Her yaz aynı kabusu yaşıyoruz. Özellikle Ege Bölgesi başta olmak üzere, Türkiye’nin dört bir yanından yükselen siyah dumanlar, sadece ağaçları değil, içimizi de yakıyor.

Onca uyarıya, kampanyaya, yasağa rağmen...

Ablam semaverde çay demlemek ister, ormanı yakar.
Biri oğluna, diğeri babasına kızar, sinirini ormandan çıkarır.
Yastığında kene bulur, evini değil köyünü yakar.
Arıcılık yaparken tütsü yakacağım der, ormanı da yakar.

Ve sonra milyonlarca liralık zarar, kül olan hektarlarca yeşil, yok olan canlılar…
Ama en büyük kayıp, ekosistemdir.
Yıllarca büyüyen, gölgesiyle serinleten, kökleriyle su tutan orman; birkaç saatlik gaflet ya da ihanetle yok olur.
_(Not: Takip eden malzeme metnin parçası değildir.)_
PR #4740, opened 2025-03-05
WIP: chore(tests): modularize tests buttons module

bieleluk:
DO NOT MERGE


tests/buttons.py
```diff
@@ -1,85 +1,172 @@
...
+# grid coordinates
 def grid(dim: int, grid_cells: int, cell: int) -> int:
     step = dim // grid_cells
     ofs = step // 2
     return cell * step + ofs
 
 
-def grid35(x: int, y: int) -> Coords:
-    return grid(DISPLAY_WIDTH, 3, x), grid(DISPLAY_HEIGHT, 5, y)
+def grid35(x: int, y: int, layout_type: LayoutType) -> Coords:
```
romanz, line 31: Maybe it would simpler to add a "Buttons" class, that will have all the functions here as its methods, e.g.:
```python
class Buttons:
    def __init__(self, layout_type: LayoutType):
        self.width = display_height(layout_type)
        self.height = display_height(layout_type)
        
    def grid35(self, x: int, y: int) -> Coords:
        return grid(self.width, 3, x), grid(self.height, 5, y)
    
    ...
    
    def info(self) -> Coords:
        return (self.mid(), self.bottom())
        
    ...
```
So that you could do something like:
```python
   buttons = Buttons(debug.layout_type)  # can be done once
   debug.click(buttons.cancel())  # no need to pass layout type :)
```
WDYT?

romanz (changes requested):
LGTM, thanks for the refactoring!
Added one suggestion and a few nits.

tests/buttons.py
bieleluk: I have tried to address all your suggestion here:
https://github.com/trezor/trezor-firmware/pull/4740/commits/c93f9746a4df00a0edfa1158bc0ba993e1fad309

tests/buttons.py
```diff
@@ -6,167 +6,237 @@
...
+        return _grid(self.width, 3, 0)
+
+    def _mid(self) -> int:
+        return _grid(self.width, 3, 1)
+
+    def _right(self) -> int:
+        return _grid(self.width, 3, 2)
+
+    # Vertical coordinates
+    def _top(self):
```
romanz, line 56: Please add return type annotation (here and below).

tests/buttons.py
```diff
@@ -6,167 +6,237 @@
...
+
+    def number_input_plus(self) -> Coords:
+        if self.layout_type is LayoutType.Bolt:
+            return (self._right(), _grid(self.height, 5, 1))
+        elif self.layout_type is LayoutType.Delizia:
+            return (self._right(), _grid(self.height, 5, 3))
+        else:
+            raise ValueError("Wrong layout type")
+
+    def word_count_all_word(self, word_count) -> Coords:
```
romanz, line 114: nit: `coords_map.get(word_count)` may return `None` if `word_count` is not in the map.

tests/buttons.py
```diff
@@ -6,167 +6,237 @@
...
+        if self.layout_type is LayoutType.Bolt:
+            return self.grid34(0, 3)
+
+        elif self.layout_type is LayoutType.Delizia:
+            return self.grid34(0, 3)
+
+        else:
+            raise ValueError("Wrong layout type")
+
+    def word_count_rep_word(self, word_count) -> Coords:
```
romanz, line 147: Does `rep` in `word_count_rep_word` mean `repeated`?
If so, maybe it's clearer to use `repeated` instead... (here and below)

tests/click_tests/common.py
```diff
@@ -49,7 +49,8 @@ def get_char_category(char: str) -> PassphraseCategory:
 
 def go_next(debug: "DebugLink") -> LayoutContent:
     if debug.layout_type is LayoutType.Bolt:
-        debug.click(buttons.ok(debug.layout_type))
+        btns = buttons.ScreenButtons(debug.layout_type)
```
romanz, line 52: nit: consider creating a single `buttons.ScreenButtons(debug.layout_type)` object, and re-using it in the tests - e.g. (here and below):
```python
debug.click(debug.buttons.ok())
```
WDYT?

tests/buttons.py
romanz: Thanks! Reviewed below.

tests/buttons.py
romanz: Sorry, I missed the `assert`.

tests/click_tests/common.py
bieleluk: Do you mean to add the function `screen_buttons` to `debuglink.py`?

tests/buttons.py
bieleluk: https://github.com/trezor/trezor-firmware/pull/4740/commits/d7edc4ee8a01069a8a2b5db293a4ccf6a24b1400

tests/buttons.py
bieleluk: https://github.com/trezor/trezor-firmware/pull/4740/commits/25557467d1c67953b84214363cc9e221abdc7d83

tests/click_tests/common.py
romanz: Sounds good. Maybe even make it a `property`, [similar to `layout_type`](https://github.com/trezor/trezor-firmware/blob/d6c0e7e2035d967bd0cc46b5528f8eb9a9f0534b/python/src/trezorlib/debuglink.py#L469)?

bieleluk:
https://github.com/trezor/trezor-firmware/pull/4740/commits/94e10d0c0a2f184af9ce9a41f98c9a6aaffbf2a7
This commit consolidates `Bolt` and `Delizia` passphrase click tests into one file because the individual files were nearly similar.
The fixtures changes include only file names with one exception: `T3T1_en_test_passphrase_bolt_delizia.py::test_passphrase_click_same_button_many_times`, where the the test was updated according to description: clicking button `abc` instead of `def`

screenshot of old `T3T1_test_passphrase_click_same_button_many_times`:
18e2aeb333cc496f3550c38f98464d60f0ebef0f4800d05cc8edbb6b31c7ed2b
screenshot of updated `T3T1_test_passphrase_click_same_button_many_times`:
image

tests/click_tests/common.py
bieleluk: https://github.com/trezor/trezor-firmware/pull/4740/commits/2b12c179334cbbddac3bf9dee8db787f9abe77b9

python/src/trezorlib/debuglink.py
```diff
@@ -470,6 +471,18 @@ def layout_type(self) -> LayoutType:
         assert self.model is not None
         return LayoutType.from_model(self.model)
 
+    @property
+    def screen_buttons(self) -> ScreenButtons:
```
romanz, line 475: suggestion:
```python
    @property
    def screen_buttons(self) -> ScreenButtons:
        return ScreenButtons(self.layout_type)
        
    @property
    def button_actions(self) -> ButtonActions:
        return ButtonActions(self.layout_type)        
```

bieleluk: https://github.com/trezor/trezor-firmware/pull/4740/commits/7aba2ea2da4b15604f7a05d13a9ec061574e376b

romanz (approved):

tests/click_tests/test_passphrase_bolt_delizia.py
```diff
@@ -32,27 +31,25 @@
     from ..device_handler import BackgroundDeviceHandler
 
 
-pytestmark = pytest.mark.models("delizia")
+pytestmark = pytest.mark.models("t2t1", "delizia")
```
obrusvit, line 34: Should we use "bolt" instead?

obrusvit (approved):
Thanks, looks good.

tests/click_tests/test_passphrase_bolt_delizia.py
bieleluk: according to [pytest readme](https://github.com/trezor/trezor-firmware/tree/main/tests/device_tests#readme), there is no _bolt_ shortcut available

PR #4916, opened 2025-04-14
BLE branch

mmilata:
* Eckhart UI: yes (#4775)
* BLE pairing: yes (#4891, #4906, more)
* THP: no


core/embed/rust/src/ui/component/ble.rs
```diff
@@ -0,0 +1,84 @@
...
+    }
+}
+
+impl<T> Component for BLEHandler<T>
+where
+    T: Component,
+{
+    type Msg = BLEHandlerMsg<T::Msg>;
+
+    fn place(&mut self, bounds: crate::ui::geometry::Rect) -> crate::ui::geometry::Rect {
```
obrusvit: `use` instead of `crate::full::name`?

core/embed/rust/src/ui/layout_eckhart/firmware/action_bar.rs
```diff
@@ -128,6 +129,14 @@ impl ActionBar {
         Self::new(Mode::PaginateOnly, None, None, None)
     }
 
+    pub fn new_text_only(text: TString<'static>) -> Self {
```
obrusvit, line 132: Note for me: we can use this convenient ctor where available. Not in this PR.

core/src/trezor/wire/context.py
```diff
@@ -101,9 +101,11 @@ def get_context() -> Context:
 
     Result of this function should not be stored -- the context is technically allowed
     to change inbetween any `await` statements.
+
+    Raises KeyError if there is currently no context.
     """
     if CURRENT_CONTEXT is None:
-        raise RuntimeError("No wire context")
+        raise KeyError("No wire context")
```
obrusvit: Note: Thinking if `KeyError` is the right choice :thinking:

mmilata: did not find anything better among standard exceptions, will add a custom one

mmilata: 5c6bffb135b61fa7d4f93e0b34c1472028c7b664

core/embed/rust/src/ui/component/ble.rs
mmilata: f874abf38115bcaf44893b2f432d651ced8eea30

PR #4917, opened 2025-04-15
Don't stop tests in case of transient communication failure

romanz:

### DIFF
--- a/.gitignore
+++ b/.gitignore
@@ -12,3 +12,4 @@ __pycache__/
 proto.gv*
 .DS_Store
 crypto/tests/libtrezor-crypto.so.dSYM/
+.hypothesis/
--- a/tests/conftest.py
+++ b/tests/conftest.py
@@ -18,6 +18,7 @@ from __future__ import annotations
 
 import logging
 import os
+import time
 import typing as t
 from enum import IntEnum
 from pathlib import Path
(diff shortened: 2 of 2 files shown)


matejcik:
why?

more specifically, why do you think the next test up will be able to communicate if the previous one didn't? this was a release valve to stop hammering the device after it died

romanz:
Maybe it would be better to keep only `_raw_client.sync_responses()` inside the try-except block?
```diff
diff --git a/tests/conftest.py b/tests/conftest.py
index 3977192b7..579b6ee58 100644
--- a/tests/conftest.py
+++ b/tests/conftest.py
@@ -290,11 +290,12 @@ def client(
     try:
         try:
             _raw_client.sync_responses()
-            _raw_client.init_device()
         except Exception:
             request.session.shouldstop = "Failed to communicate with Trezor"
             pytest.fail("Failed to communicate with Trezor")
 
+        _raw_client.init_device()
+
         # Resetting all the debug events to not be influenced by previous test
         _raw_client.debug.reset_debug_events()
```
This way, we still stop the suite if the device is not responsive.

romanz:
https://github.com/trezor/trezor-firmware/pull/4917/commits/14a2d98c88f5d9c1deeb1e758a976d0e079c2db8 added a retry loop, so the tests can continue if the error is transient.

matejcik (approved):

romanz:
Re-pushing seems to help...

PR #4919, opened 2025-04-15
Support workflow handlers that may or may not have context

mmilata:
There will be couple of cases where a workflow can be launched either over wire or by user interaction from homescreen. Not sure whether `CURRENT_CONTEXT` should be None like in this PR, or rather some dummy context object, or we should do something different altogether.

### DIFF
--- a/core/src/apps/management/ble/unpair.py
+++ b/core/src/apps/management/ble/unpair.py
@@ -10,16 +10,15 @@ if TYPE_CHECKING:
 async def unpair(msg: BleUnpair) -> None:
     from trezor.messages import Success
     from trezor.ui.layouts import confirm_action
-    from trezor.wire.context import get_context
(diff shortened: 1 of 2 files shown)


matejcik:
perhaps we want a `context.maybe_write()` instead, as a variant of "maybe_call" "i don't care if there is nobody listening"?

@romanz added `context.write()` in #4882 -- the reason `context.write` didn't exist before is that raw writing without waiting for an answer is usually not useful. but no problem in adding it

the alternative, of course, is `try: get_context() except: pass`

mmilata:
Yeah, the current state is probably not the way to go. Since there will be number of flows started both from host and from device menu we probably need some kind of context object for the device menu to intercept the ButtonRequests for `Poll`. Writes on such context would do nothing (except BR) and `read`/`call` would throw an exception.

Devlet önlem almaz mı? Alıyor.
Yasak koyuyor, nöbet tutuyor, uyarı yapıyor.
Ama ne yapsın daha? Her ağacın başına bir polis ya da jandarma mı diksin?
İnsan niyeti bozuksa, cehaleti inatla sürdürüyor, yasağın anlamı kalmıyor.

Ve yetmezmiş gibi...
Bir de başka bir “yangın” var ki, o daha sinsice yakıyor bu ülkeyi:
Ormana villa yapmak için ateş yakanlar.
O araziye otel dikmek isteyen müteahhit kafaları.
Bunlara kasten orman yakanlar deniyor.
Hem ormanı, hem yasayı, hem vicdanı yakıyorlar.
Onlara tek sözüm var: Allah belanızı versin.

Orman, bu ülkenin ciğeridir, nefesidir.
Unutmayalım: Her ağaç, her yeşil dal; yalnızca doğanın değil, çocuklarımızın da geleceğidir. Onu korumak, hepimizin insanlık borcudur.